The Bankruptcy Code does not define “cause.” Instead, whether cause exists to lift the automatic stay should be determined on a case by case basis. See Izzarelli v. Rexene Prod. Co. (In re Rexene Prod. Co.), 141 B.R. 574, 576 (Bankr.D.Del. 1992). See also, In re Texas State Optical, Inc., 188 B.R. 552, 556 (Bankr. E.D.Tex. 1995) (finding that “cause” for modification of the automatic stay is “an intentionally broad and flexible concept that permits … [a] [b]ankruptcy [c]ourt, as a court of equity, to respond to inherently fact-sensitive situations.”) Courts determine what constitutes “cause” based on the totality of the circumstances in each particular case. Baldino v. Wilson (In re Wilson), 116 F.3d 87, 90 (3d Cir. 1997).
In re Rexene provides the “balancing test” to determine whether cause exists to lift the automatic stay. 141 B.R. at 576. Under Rexene, the balancing test looks at three factors to decide whether to lift the automatic stay, including: (a.) whether prejudice will be caused to the estate or the debtor;
(b.) whether hardship to the movant from continuing the stay outweighs any hardship to the debtor; and (c.) whether the movant has a reasonable probability of prevailing on the merits of the suit. Id.

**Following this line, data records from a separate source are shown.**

PR #1604, opened 2020-11-02
Refactor root image and volume manager factory

schaefi:
Refactor VolumeManager / RootImport
    
This commit refactors VolumeManager and RootImport to turn them into proper
factory class and to also include type hints to facilitate it's
use from an API POV. Related to #1498


schaefi:
@davidcassany going to run a build test right now, but should just work

schaefi:
tests ok

davidcassany (approved):
Looks good

PR #1608, opened 2020-11-04
Fix quick start guide build command

quatran:
The kiwi-descriptions were reorganized in profiles (See OSInside/kiwi-descriptions@788b919ea2500b9d495622c8140e618938634306).
However the build command in the quick start guide was not updated appropriately and therefore the build fails.

This commit will update the build command.


schaefi:
Yes you are right, thanks much :+1: I fear there might be more of this

PR #1613, opened 2020-11-09
Update tox and travis setup for python 3_8

schaefi:
Move latest python test target to 3.8 and also change
the deploy travis target to use python 3.8

### DIFF
--- a/.gitlab-ci.yml
+++ b/.gitlab-ci.yml
@@ -36,12 +36,12 @@ unit_py37:
   image: $CI_REGISTRY/$BUILD_IMAGES_PROJECT:$FEDORA_BUILD
   stage: test
   script:
-    - export PYTHON=python3.7
-    - tox -e unit_py3_7 "-n $(nproc)"
+    - export PYTHON=python3.8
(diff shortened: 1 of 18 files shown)


schaefi:
I realized the pypi deployment on travis requires python 3.8 to operate. That's why this change was made. I also think we should move the latest python test target to 3.8

davidcassany:
> I realized the pypi deployment on travis requires python 3.8 to operate. That's why this change was made. I also think we should move the latest python test target to 3.8

Yes I agree and python 3.8 is also the current python3 version for TW.

davidcassany (approved):
I have no strong arguments to increase or decrease the complexity level of the flake check. Having it low can be helpful when coding big chunks of code to enforce us to try to split it with as many as possible meaningful pieces. However I also believe human reviews are the best way to keep code maintainable and readable, so I don't have the impression that we will lower the code quality by relaxing complexity limit of flake rules.

schaefi:
>I also believe human reviews are the best way to keep code maintainable and readable, so I don't have the impression that we will lower the code quality by relaxing complexity limit of flake rules.

Right that's what I also think

PR #318, opened 2025-08-07
Dynamic Devices turn on/off

Ncenka:
Allow to dynamically turn on/off devices by `set_device_enabled(bool)` and check if device is turned on/off by `is_device_enabled()`.


themrdemonized:
Please add new functions into lua_help_ex

Ncenka:
> Please add new functions into lua_help_ex

Done

PR #323, opened 2025-08-08
LuaJIT vs2022 project

themrdemonized:
Moves LuaJIT from NMake procedure to VS2022 project
batch_build.bat is now broken for some reason
msbuild console app is also broken


themrdemonized:
fixed, testing for release

PR #326, opened 2025-08-09
Reapply "Launchers: Cartridge Ammo + Trajectory and Reload Options" 

ProfLander:
Fixes the M79 / RG6 bugs introduced in the original PR.

#### Summary of bug
- Inadvertently moved `CWeaponMagazinedWGrenade`'s ammo decrement into `CWeaponGrenadeLauncher`, causing it to apply to `CWeaponRG6`, which already defers to `CWeaponShotgun` for that functionality
- As a result, M79 was trying to decrement its ammo pool twice, causing the initial launch to work, but immediately canceling all followup actions (anim, sound)
- RG6 was doing the same, but succeeding when the ammo count was >=2; same behaviour as M79 when firing with 1 shell loaded

### DIFF
--- a/gamedata/configs/text/eng/ui_mm_modded_exes.xml
+++ b/gamedata/configs/text/eng/ui_mm_modded_exes.xml
@@ -600,6 +600,23 @@
 		<text>Gameplay</text>
 	</string>
 
+	<!-- Gameplay General -->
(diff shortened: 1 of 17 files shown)


ProfLander:
Removed some CMake leftovers from the commit log; should be good now.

The relief from stay sought for the DIP lenders in the Fairchild DIP Motion serves as one example of the importance of the automatic stay. Through the DIP Motion, Fairchild seeks to preemptively lift the automatic stay so its lenders can exercise their rights in the event of a default. Without receiving such blanket protection, lenders may be unwilling to lend to a debtor in possession. Regardless, the automatic stay is a fundamental protection provided to debtors. It is always helpful to understand the scope of the stay, as well as the parameters applied when a party seeks relief from the automatic stay.